What the task asks
Each line of the data below holding the word "could" must be copied.

Data under study
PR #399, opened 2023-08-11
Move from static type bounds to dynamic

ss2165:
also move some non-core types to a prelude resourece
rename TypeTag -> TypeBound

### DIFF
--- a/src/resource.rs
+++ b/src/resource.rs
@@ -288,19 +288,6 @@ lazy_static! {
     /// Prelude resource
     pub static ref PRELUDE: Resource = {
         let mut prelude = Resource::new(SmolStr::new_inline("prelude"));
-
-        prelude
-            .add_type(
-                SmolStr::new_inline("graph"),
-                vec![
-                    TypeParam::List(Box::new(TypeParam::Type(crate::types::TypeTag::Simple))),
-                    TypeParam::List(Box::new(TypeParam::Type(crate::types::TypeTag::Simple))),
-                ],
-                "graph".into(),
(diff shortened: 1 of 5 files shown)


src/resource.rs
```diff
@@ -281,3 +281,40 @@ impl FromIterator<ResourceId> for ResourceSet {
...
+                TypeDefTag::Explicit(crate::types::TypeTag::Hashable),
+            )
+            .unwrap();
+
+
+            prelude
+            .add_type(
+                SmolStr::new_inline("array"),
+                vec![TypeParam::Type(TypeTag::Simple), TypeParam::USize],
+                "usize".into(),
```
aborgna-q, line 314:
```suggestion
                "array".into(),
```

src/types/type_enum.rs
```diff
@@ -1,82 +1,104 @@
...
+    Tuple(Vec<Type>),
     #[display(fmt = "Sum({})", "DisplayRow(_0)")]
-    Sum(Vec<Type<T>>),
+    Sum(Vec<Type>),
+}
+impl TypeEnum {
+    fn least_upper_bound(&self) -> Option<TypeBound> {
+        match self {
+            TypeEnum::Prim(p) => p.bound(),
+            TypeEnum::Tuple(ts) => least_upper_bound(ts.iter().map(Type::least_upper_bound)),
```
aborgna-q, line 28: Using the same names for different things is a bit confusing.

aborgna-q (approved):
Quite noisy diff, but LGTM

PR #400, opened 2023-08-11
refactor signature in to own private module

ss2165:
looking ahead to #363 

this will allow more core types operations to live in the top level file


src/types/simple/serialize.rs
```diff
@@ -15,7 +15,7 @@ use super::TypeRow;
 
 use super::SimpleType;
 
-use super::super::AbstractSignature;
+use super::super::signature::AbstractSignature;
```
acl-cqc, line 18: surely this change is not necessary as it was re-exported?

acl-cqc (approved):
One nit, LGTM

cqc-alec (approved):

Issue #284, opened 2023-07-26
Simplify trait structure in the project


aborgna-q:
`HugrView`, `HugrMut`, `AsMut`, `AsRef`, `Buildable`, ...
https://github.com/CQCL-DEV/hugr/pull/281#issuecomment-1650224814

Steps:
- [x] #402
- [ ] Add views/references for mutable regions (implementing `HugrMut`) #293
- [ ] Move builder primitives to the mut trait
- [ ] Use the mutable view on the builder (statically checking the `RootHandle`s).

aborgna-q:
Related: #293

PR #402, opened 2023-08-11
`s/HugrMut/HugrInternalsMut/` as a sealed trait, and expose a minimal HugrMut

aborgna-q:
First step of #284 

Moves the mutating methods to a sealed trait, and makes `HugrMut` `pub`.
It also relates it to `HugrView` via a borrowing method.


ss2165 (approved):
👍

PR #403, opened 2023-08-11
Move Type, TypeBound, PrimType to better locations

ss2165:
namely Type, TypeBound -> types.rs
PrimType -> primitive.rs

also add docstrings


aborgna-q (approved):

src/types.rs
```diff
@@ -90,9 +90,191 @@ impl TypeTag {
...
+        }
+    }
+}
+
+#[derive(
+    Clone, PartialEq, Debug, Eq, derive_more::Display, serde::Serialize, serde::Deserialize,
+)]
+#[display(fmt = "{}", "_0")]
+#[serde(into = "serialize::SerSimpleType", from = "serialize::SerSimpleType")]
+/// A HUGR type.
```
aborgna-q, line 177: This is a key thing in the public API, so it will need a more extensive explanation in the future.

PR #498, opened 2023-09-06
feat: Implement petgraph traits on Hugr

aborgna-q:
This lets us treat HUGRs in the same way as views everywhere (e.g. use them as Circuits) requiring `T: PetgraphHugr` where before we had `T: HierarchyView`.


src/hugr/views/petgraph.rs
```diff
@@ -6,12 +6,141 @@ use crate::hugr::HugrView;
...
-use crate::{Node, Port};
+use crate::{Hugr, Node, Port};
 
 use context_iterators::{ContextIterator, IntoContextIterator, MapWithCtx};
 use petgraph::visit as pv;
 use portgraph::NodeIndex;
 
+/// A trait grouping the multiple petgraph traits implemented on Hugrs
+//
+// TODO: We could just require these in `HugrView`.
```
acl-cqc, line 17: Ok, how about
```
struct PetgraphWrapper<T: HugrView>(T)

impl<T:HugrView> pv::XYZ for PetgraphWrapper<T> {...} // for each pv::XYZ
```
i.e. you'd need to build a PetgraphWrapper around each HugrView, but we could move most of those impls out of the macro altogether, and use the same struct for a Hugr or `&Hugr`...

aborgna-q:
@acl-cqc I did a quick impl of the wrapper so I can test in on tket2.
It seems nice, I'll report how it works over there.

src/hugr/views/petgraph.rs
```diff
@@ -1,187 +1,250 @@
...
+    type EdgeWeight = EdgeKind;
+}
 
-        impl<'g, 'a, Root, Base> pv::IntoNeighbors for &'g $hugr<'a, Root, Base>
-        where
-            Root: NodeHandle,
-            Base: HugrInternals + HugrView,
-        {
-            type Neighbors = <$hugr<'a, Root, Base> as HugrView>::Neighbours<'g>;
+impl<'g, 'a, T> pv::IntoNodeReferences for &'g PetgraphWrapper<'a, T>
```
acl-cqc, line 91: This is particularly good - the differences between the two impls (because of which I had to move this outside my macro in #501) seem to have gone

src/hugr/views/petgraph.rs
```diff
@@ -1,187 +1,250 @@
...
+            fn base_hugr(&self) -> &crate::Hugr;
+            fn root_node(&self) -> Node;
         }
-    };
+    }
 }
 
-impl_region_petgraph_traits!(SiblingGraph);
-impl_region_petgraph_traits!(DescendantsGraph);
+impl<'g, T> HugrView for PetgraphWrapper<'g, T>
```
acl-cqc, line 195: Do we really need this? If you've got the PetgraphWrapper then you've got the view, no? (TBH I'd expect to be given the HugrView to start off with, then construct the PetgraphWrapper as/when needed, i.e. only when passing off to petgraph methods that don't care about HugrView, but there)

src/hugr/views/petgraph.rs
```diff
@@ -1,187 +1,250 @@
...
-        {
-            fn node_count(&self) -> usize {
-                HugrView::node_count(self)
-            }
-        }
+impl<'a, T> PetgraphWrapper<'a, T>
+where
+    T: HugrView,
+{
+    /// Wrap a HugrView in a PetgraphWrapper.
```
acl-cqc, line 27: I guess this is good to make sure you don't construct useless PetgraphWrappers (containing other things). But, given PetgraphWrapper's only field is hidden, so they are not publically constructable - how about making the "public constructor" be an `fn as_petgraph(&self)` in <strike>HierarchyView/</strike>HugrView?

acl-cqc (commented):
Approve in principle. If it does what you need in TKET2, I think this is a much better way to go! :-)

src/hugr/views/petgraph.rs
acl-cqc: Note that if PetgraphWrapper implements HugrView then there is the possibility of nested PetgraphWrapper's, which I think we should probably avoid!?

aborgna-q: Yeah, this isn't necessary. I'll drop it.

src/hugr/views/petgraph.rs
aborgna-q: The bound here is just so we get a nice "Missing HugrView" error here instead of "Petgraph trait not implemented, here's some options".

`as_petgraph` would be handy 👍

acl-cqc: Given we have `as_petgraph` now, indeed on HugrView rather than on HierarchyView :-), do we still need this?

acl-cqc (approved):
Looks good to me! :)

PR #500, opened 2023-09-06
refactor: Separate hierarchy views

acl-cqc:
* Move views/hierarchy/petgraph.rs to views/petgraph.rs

Result of this exercise
+// TODO: We could just require these in `HugrView`.
i.e. you'd need to build a PetgraphWrapper around each HugrView, but we could move most of those impls out of the macro altogether, and use the same struct for a Hugr or `&Hugr`...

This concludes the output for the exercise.